Nammex more than doubles turkey tail mushroom cultivation

By Claudia Adrien

- Last updated on GMT

Nammex implemented the first and only large-scale cultivation of Turkey tail. © Nammex
Nammex implemented the first and only large-scale cultivation of Turkey tail. © Nammex

Related tags mushrooms mushroom extracts

Mushroom extract supplier Nammex has expanded its cultivation of turkey tail mushrooms in response to an exponential growth in demand.

In the last three years, the Canadian company has harvested turkey tail with its Chinese partner farms, implementing the first and only large-scale cultivation of the mushroom. In 2021, it produced 8,000 kilos of dried mushrooms, increasing cultivation to 12,000 kilos in 2022 and 30,000 kilos in 2023. Nammex predicts it will be able to scale up production to between 150,000 to 200,000 kilos annually starting this year.

“Nammex is the only large-scale producer to cultivate large quantities of mushrooms while others use wild harvested material to produce their products,” said Skye Chilton, CEO of Nammex. “We’re pleased with how well the cultivation program is scaling.”

Known for its antioxidant and anti-inflammatory properties, turkey tail (Trametes versicolor​) is incorporated across supplement categories including immune, cognitive and gut health. Demand for encapsulated products outperforms those in bulk powder form, Nammex said.

Environmental responsibility

Cultivation removes pressure on the ecosystem as this species of mushroom sees rapid growth in demand. The mushrooms are cleaner and more consistent in quality compared to wildcrafted supplies, Chilton said.

“We can lessen some of the demand for the wildcrafted turkey tail, thereby reducing environmental harvesting stress, and at the same time optimize the health benefits with a higher quality mushroom,” he added. “If it's cultivated, it is sustainable.”

The growing, harvesting and processing methods used are compliant with the company’s organic certification. These mushrooms are certified organic and must pass the same requirements. 

Mushrooms are cultivated on substrates that come from agricultural and forest by-products that might otherwise be wasted. These so-called wastes are not only turned into healthful mushrooms but ultimately into fertilizer that gives back nutrients and enriches soil. After the mushrooms are harvested, the decomposed wood and sawdust logs used as substrate are sun-dried and then utilized as fuel by local farmers, often as a means to heat the air in the mushroom drying rooms. Any of the substrates that are not suitable for fuel are returned to the earth as fertilizer and to add structure and organic matter to sandy soils.

Third-party testing

Chilton explained that harvested lots undergo dual validation of specifications for purity, integrity and potency. First tested in China prior to shipping, they are then verified again using in-house testing and third-party laboratories including Toronto-based Purity IQ​ for identity and SGS and Eurofins for product integrity before they are released from quarantine and shipped to customers.

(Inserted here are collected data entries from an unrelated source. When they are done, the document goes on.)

PR #798, opened 2016-09-19
Adding whitespace to all test dirs

rob-c:
Just a quick PR to highlight the effect of adding whitespace to the test directory name.

This shouldn't effect tests run through the `PR Builder` but will highlight problems in the `nightly` builds.

Depending on how people feel I propose changing `gangadir_testing` to `gangadir testing` in the test-suite to catch problems with whitespaces which crop up atm under some tests but not others.

I'm happy to revert if there is opposition, but I thought this might be a good idea.

### DIFF
--- a/python/Ganga/testlib/GangaUnitTest.py
+++ b/python/Ganga/testlib/GangaUnitTest.py
@@ -1,4 +1,4 @@
-from __future__ import print_function, absolute_import
+from __future__ import print_function
 
 import sys
 import shutil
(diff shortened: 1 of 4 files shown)


rob-c:
Actually doing this highlighted some bugs on AFS. I'll make a PR for this soon.

python/Ganga/testlib/GangaUnitTest.py
```diff
@@ -8,6 +8,7 @@
 except ImportError:
     import unittest
 
+ganga_test_dir = 'gangadir testing'
```
milliams: I would call this `ganga_test_dir_name` so make it clear that it's not the full directory but rather only a fragment.

rob-c:
retest this please

rob-c:
@milliams Am I ok to merge this?

PR #800, opened 2016-09-21
Making sure ~/.gangarc file isn't parsed during startup of tests

### LINKED ISSUE #799: Should tests respect the .gangarc?
Hi all,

Purity-IQ has been testing mushrooms​ for about two years, working closely with Nammex to build up a robust library to verify all the different species. The company’s NMR technology allows them to not only identify the species but also origin, the plant part (mycelium vs. fruiting body) and the ability to differentiate between extracts.

"Recent testing shows a clean pesticide panel on the cultivated material, and the heavy metals remain well below limits, with no failures in this category for meeting specifications," Chilton said.